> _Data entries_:
+ + + + +

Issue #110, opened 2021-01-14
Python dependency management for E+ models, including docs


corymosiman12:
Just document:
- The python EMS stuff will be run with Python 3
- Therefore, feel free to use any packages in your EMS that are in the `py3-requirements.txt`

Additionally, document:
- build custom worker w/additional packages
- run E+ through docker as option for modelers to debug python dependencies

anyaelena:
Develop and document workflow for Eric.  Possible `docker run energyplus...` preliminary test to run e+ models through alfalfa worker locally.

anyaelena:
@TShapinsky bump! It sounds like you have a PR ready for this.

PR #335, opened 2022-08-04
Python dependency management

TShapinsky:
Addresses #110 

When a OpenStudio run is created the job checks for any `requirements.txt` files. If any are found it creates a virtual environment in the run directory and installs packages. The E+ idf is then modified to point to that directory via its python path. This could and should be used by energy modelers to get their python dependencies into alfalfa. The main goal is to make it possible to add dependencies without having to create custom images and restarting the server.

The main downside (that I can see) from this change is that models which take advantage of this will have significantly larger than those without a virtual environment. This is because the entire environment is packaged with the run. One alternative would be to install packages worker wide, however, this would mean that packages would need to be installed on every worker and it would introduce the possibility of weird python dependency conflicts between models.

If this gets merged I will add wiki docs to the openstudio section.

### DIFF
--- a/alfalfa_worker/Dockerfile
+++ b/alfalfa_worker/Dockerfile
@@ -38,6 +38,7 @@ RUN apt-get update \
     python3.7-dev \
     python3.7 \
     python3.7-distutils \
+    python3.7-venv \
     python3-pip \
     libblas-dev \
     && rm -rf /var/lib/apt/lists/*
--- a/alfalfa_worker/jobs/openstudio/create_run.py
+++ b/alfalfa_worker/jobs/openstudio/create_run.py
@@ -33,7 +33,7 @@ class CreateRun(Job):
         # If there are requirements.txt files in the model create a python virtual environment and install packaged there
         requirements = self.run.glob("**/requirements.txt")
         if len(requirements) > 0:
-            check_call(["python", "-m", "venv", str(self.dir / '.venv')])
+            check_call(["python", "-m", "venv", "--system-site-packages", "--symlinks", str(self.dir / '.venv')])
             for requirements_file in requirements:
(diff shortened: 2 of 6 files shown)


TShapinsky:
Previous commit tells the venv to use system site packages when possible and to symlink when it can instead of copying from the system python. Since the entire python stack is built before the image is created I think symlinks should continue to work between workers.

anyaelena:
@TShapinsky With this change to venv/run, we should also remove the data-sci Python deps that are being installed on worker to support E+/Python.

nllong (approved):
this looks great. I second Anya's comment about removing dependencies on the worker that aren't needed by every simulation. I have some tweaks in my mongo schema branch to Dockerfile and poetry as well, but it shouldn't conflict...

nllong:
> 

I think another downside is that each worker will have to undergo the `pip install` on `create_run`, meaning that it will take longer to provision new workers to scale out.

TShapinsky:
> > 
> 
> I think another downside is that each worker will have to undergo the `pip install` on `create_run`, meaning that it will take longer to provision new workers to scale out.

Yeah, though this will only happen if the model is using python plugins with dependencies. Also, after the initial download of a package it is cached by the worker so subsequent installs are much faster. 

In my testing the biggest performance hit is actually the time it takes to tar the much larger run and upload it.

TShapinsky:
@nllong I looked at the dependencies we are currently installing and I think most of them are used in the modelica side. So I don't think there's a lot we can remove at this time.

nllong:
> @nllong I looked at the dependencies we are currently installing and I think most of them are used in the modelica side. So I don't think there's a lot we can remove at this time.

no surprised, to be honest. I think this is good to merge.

+ + + + +

> _Required work_:
All that is needed is the opening run of the data, given again exactly: please include every line from the first through the line with "When a OpenStudio", both ends kept.

> _Response_:
Issue #110, opened 2021-01-14
Python dependency management for E+ models, including docs


corymosiman12:
Just document:
- The python EMS stuff will be run with Python 3
- Therefore, feel free to use any packages in your EMS that are in the `py3-requirements.txt`

Additionally, document:
- build custom worker w/additional packages
- run E+ through docker as option for modelers to debug python dependencies

anyaelena:
Develop and document workflow for Eric.  Possible `docker run energyplus...` preliminary test to run e+ models through alfalfa worker locally.

anyaelena:
@TShapinsky bump! It sounds like you have a PR ready for this.

PR #335, opened 2022-08-04
Python dependency management

TShapinsky:
Addresses #110 

When a OpenStudio run is created the job checks for any `requirements.txt` files. If any are found it creates a virtual environment in the run directory and installs packages. The E+ idf is then modified to point to that directory via its python path. This could and should be used by energy modelers to get their python dependencies into alfalfa. The main goal is to make it possible to add dependencies without having to create custom images and restarting the server.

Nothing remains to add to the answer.